Una de las épocas más
emocionantes, interesantes e inquietantes de la humanidad, fue sin duda el
renacimiento. Durante los siglos XV y XVI la cultura nacía a raudales en
cualquier rincón de la península italiana, en el que cuyos artífices tenían ya
nombres propios: Botticelli, Leonardo, Bernini… Decidme, ¿qué es lo primero que
se os viene a la cabeza al leer estos nombres? ¿Quizá dibujos? ¿Bocetos? ¿Obras
de arte de valor incalculable? ¿Pequeños estudios con olor a pintura? Sin duda, el legado de arte que nos dejaron
estos personajes es valiosísimo pero, desde luego, creo que otra parte igual de
importante en su historia es, también, la crónica de sus celos.
Hoy en día sigue produciendo una
emoción especial, emoción que yo misma sentí hace solo unas semanas, al
levantar la mirada hacia ese brillante y colorido techo de la Capilla Sixtina.
O en el Louvre, allí donde se encuentra uno de los cuadros, o mejor dicho, el
cuadro más famoso del mundo, La Guioconda. Su autor, Leonardo Da Vinci, era un hombre
de manías, pulcro, aseado, seguramente con porte de aristócrata, pero sin duda, y a parte de todo eso, fue un adelantado a su tiempo, un buscador incesante del alma natural de las
cosas. Leonardo era un hombre en el que todos se fijaban, al que todos
admiraban, hasta que a principios del siglo XV surgió otro genio, el
considerado por algunos como el mejor escultor de la historia, Miguel Angel
Buonarroti.
No es sabido por muchos el
detalle de que estos dos personajes fueron auténticos antagonistas, el uno en
la vida del otro, y no fueron pocos los testigos de la enemistad entre ambos.

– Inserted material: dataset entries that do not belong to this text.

PR #846, opened 2023-11-03
Minor cleanup

Jake-Shadle:
- Remove dirs2 and atty
- Cleanup deny config
- Use std::io::IsTerminal instead of atty
- Fix compile errors when `instrument` feature is enabled

**What type of PR is this?**
/kind cleanup

Fixes some extremely low hanging fruit after doing a `cargo deny --all-features check` and `cargo clippy --all-features`

### DIFF
--- a/Cargo.toml
+++ b/Cargo.toml
@@ -18,9 +18,21 @@
 members = [".", "./macros", "./agones"]
 
 [workspace.dependencies]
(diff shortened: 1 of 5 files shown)


XAMPPRocky (approved):

XAMPPRocky:
Hmm seems that test is flaky 🤔

PR #847, opened 2023-11-03
Remove built dependency

Jake-Shadle:
This was pulling in git2 and writing a lot of data that was never used
in the crate. This just changes build.rs to manually read the HEAD
commit information and set an env var.
AFAICT this is actually superior in every way to built since we no
longer have the extra dependencies, and we actually get up to date
information when the commit changes, which AFAICT was not the case with
built since it was not registering file changes.

### DIFF
--- a/Cargo.toml
+++ b/Cargo.toml
@@ -147,7 +147,6 @@ tonic-build = { version = "0.10.2", default_features = false, features = [
     "prost",
 ] }
 prost-build = "0.12.1"
-built = { version = "0.7.0", features = ["git2"] }
 protobuf-src = { version = "1.1.0", optional = true }
 
 [features]
--- a/build.rs
+++ b/build.rs
@@ -14,6 +14,60 @@
  * limitations under the License.
  */
 
+use std::io::{Error, ErrorKind, Result as IoResult};
+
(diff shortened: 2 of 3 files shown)


XAMPPRocky (approved):

XAMPPRocky:
These tests weren't flaky until today 😄

markmandel:
> These tests weren't flaky until today 😄

Yeah! It's being really grumpy! I wonder what's up with that. 

If you see a flake, please chuck a comment in the PR of a c/p paste of the flake in the PR, and I'll do the same - that makes it easier to search for common flakes through GitHub search and eventually resolve (also we delete old build failures, so it's harder to see the history).

XAMPPRocky:
> If you see a flake, please chuck a comment in the PR of a c/p paste of the flake in the PR, and I'll do the same - that makes it easier to search for common flakes through GitHub search and eventually resolve (also we delete old build failures, so it's harder to see the history).

It wasn't even the same test though which is odd, it was different tests.

markmandel:
> It wasn't even the same test though which is odd, it was different tests.

Could be Cloud Build is having a grumpy day.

Por eso, por indagar esos detalles de la historia que tan curiosos me resultan de
conocer en mis viajes, no me centraré en sus obras en estos relatos, sino en la
envidia que algunas de las mentes más extraordinarias de nuestra historia se
profirieron unas a otras.
EL FISGON CELOSO
¡Dios! ¡Estas dichosas escaleras
parecen estar malditas! —Gritó de repente Bramante, haciendo saltar al joven
pintor en su andamio de madera.
—¿Qué pasa ahora? ¿No consigues ese efecto infinito que tanto ambicionas?
Hazlas como se han hecho toda la vida…
El joven Rafael llevaba ya tres años en Roma, tiempo que había
aprovechado para desarrollar aún más su arte bajo los buenos consejos de su
amigo, y gran arquitecto, Donato Bramante, el mismo que lo había ayudado a
conseguir ese gran trabajo para decorar unas estancias del Vaticano. En
realidad, él nunca imaginó llegar tan lejos, le estaba muy agradecido a Donato,
realmente, por edad, cariño y asesoramiento, había sido casi como un padre para
él, pero no quitaba que muchas veces su genio lo pusiera de los nervios…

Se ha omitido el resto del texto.